What kind of letter would Jesus write to you today?
Every year throws up new phrases by which we can remember it. 2016 was no exception and one contender for the best phrase is ‘fake news’. In a sense, there is nothing new about fake news, it’s just a media story that isn’t true and that happens a lot. But in the same way that post-truth said something deeper about lying – that it no longer matters that you’re lying, the only thing is getting away with it – so fake news conjured up a whole new genre – you can simply make up the news and if people swallow it, it becomes the truth. In Macedonia, some school friends created a series of fake news stories about the 2016 US election which were shared more widely on Facebook than true stories because they were more malicious, and we are prone to believing the worst, not the best of people.
Tests have been carried out to show that people find it difficult to distinguish real news from fake news, so we shouldn’t be too hard on others. We are also subject to wilful blindness, where we don’t see certain things in life because we don’t want to see them. At its worst, this can be a failure to accept we are slipping, say, into alcohol dependency or an affair, but it also functions in a more ordinary way, where we don’t see ourselves the way others see us. Self-awareness is a very modern term, but it suggests a long held need in people: to be able to see how they fit into a group because they have a good idea what other people think of them. It’s not exactly a fruit of the Spirit, but there are hints there of humility and self-control. We don’t want to boss the group or control it with our moods. Those who have good self-awareness are the better team players; those who don’t have self-awareness, by definition, don’t realise it, which is the whole problem.

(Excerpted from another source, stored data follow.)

PR #218, opened 2020-11-04
Fix Chrome crashing while loading data

ash3rz:
This should fix an extraneous call to userinfo happening, but more importantly fix an issue in Chrome that occurs when navigating to the Data page.  In the console, you get this warning over and over again:
```
Throttling navigation to prevent the browser from hanging. See https://crbug.com/882238. Command line switch --disable-ipc-flooding-protection can be used to bypass the protection
```

Now we're basically defining a default path with default order, orderBy, etc. to minimize the number of redirects that happen. 

Without this change, we have `/data` -> `/data/ds` ->`/data/ds/somePath` -> `/data/ds/somePath?someParams`.  
With this change we have `/data` ->`/data/ds/somePath?someParams`
Or `/data/ds` -> `/data/ds/somePath?someParams`

### DIFF
--- a/src/components/data/dataFields.js
+++ b/src/components/data/dataFields.js
@@ -1,7 +1,9 @@
+import { DEFAULT_PAGE_SETTINGS } from "./utils";
+
 const dataFields = (dataI18n) => ({
     NAME: {
         fieldName: dataI18n("name"),
-        key: "name",
+        key: DEFAULT_PAGE_SETTINGS.orderBy,
     },
     LAST_MODIFIED: {
         fieldName: dataI18n("modified"),
--- a/src/components/data/dataFields.js
+++ b/src/components/data/dataFields.js
@@ -1,9 +1,7 @@
-import { DEFAULT_PAGE_SETTINGS } from "./utils";
-
 const dataFields = (dataI18n) => ({
     NAME: {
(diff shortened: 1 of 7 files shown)


src/components/data/dataFields.js
```diff
@@ -1,7 +1,9 @@
+import { DEFAULT_PAGE_SETTINGS } from "./utils";
+
 const dataFields = (dataI18n) => ({
     NAME: {
         fieldName: dataI18n("name"),
-        key: "name",
+        key: DEFAULT_PAGE_SETTINGS.orderBy,
```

It is said that we judge others by their actions but judge ourselves by our intentions. There is much wisdom in this. It explains why we are harder on other people than we are on ourselves, because we think we mean well but don’t always assume this of others. The apostle Paul said we ‘see through a glass darkly’ when we approach God, like trying to perceive something through frosted glass. At the end, he says, we will see face to face. ‘Now I know only in part’ he says, ‘then I will know fully, even as I have been fully known’. We may lack self-awareness, but God knows us perfectly already, and he also wants to perfect us, to bring us to a point of readiness where we are finally made holy, as he is holy.
If God knows us inside out, then he more than anybody is the one we need to listen to, to gain understanding. There are no fake news stories with God, no wilful blindness. He is truth, not post-truth. So what might God want to say to us today? In Revelation, Jesus pens letters to the regional churches with remarkable specificity. But we also know he has loving care for each one of us – a desire to save, to mend, to restore us to being the person he has called us to be. So what if Jesus were to pen a letter to you personally today? What might it say? What do you need to hear?
I don’t think this is an easy thing to do, precisely because we lack full self-awareness and cannot not know ourselves properly until that day when we will fully know. There is always the risk in the journey of faith that we imagine we are listening to the voice of God when we are just speaking to ourselves. Training ourselves to distinguish the voice of God from the chatter in our brains is a lifelong commitment and few people think they have cracked it, but unless we make the effort, the danger is that we end up believing convenient things which suit us. At the other extreme, there is a risk of allowing our imperfect minds to be too harsh in their assumptions about what God might say. Many people suffer from a vision of God which is vindictive and judgmental, waiting to catch them out and condemn them for failing.
The kind of letter Jesus might write to us wouldn’t be an echo of our thinking and it wouldn’t be a sentence of judgment handed down. If there are two criteria I would attach to what we think he would write to us, it is these: it would be a letter of grace and challenge. God reaches out to us always in grace. There is no condemnation for those who are in Christ, so we must resist the sense that God judges us for the things we don’t like about ourselves. That is a monologue of the mind, not a conversation with the divine. Whatever we feel today, whatever we are face, God does not hand down a sentence on us. He wants to lift us up in grace and goodness, to give us a sense of how much he loves us. He does not look at the things we do and think they’re useless and unworthy, anymore than a parent being presented with a drawing by their child thinks it’s a waste of time and effort. Every parent responds in love, cherishes the person and the product, and spurs them lovingly on to more.
If we were to write the letter we think Jesus might write to us, we should not be hard on ourselves, but rest in the everlasting love with which he has loved us, and write from that perspective.
It is out of this profound sense of grace that we can also allow him to challenge us. The letters to the churches in Revelation also call the people to a deeper discipleship. God wants to perfect us, and so there is no room for complacency. An authentic encounter with God changes us for the better. This encounter will always be full of love, but it may also ask us some awkward questions too. As scripture says, the Lord disciplines those whom he loves. How could a disciple expect otherwise? Yet we try to wriggle out of these demands time and again, for it can be painful. There is no wriggle room on the cross, which is where we die to our selfish desires and find new life in Christ.
Grace, not judgment; challenge, not complacency. These are the contours of the letter Jesus might write to us. It is not something we should ever rush into, like the first question on an exam paper, but should spend time in quiet reflection over. We spend enough of our time in prayer telling God stuff he already knows. Perhaps now is the moment to spend some time listening to him tell us stuff we might not.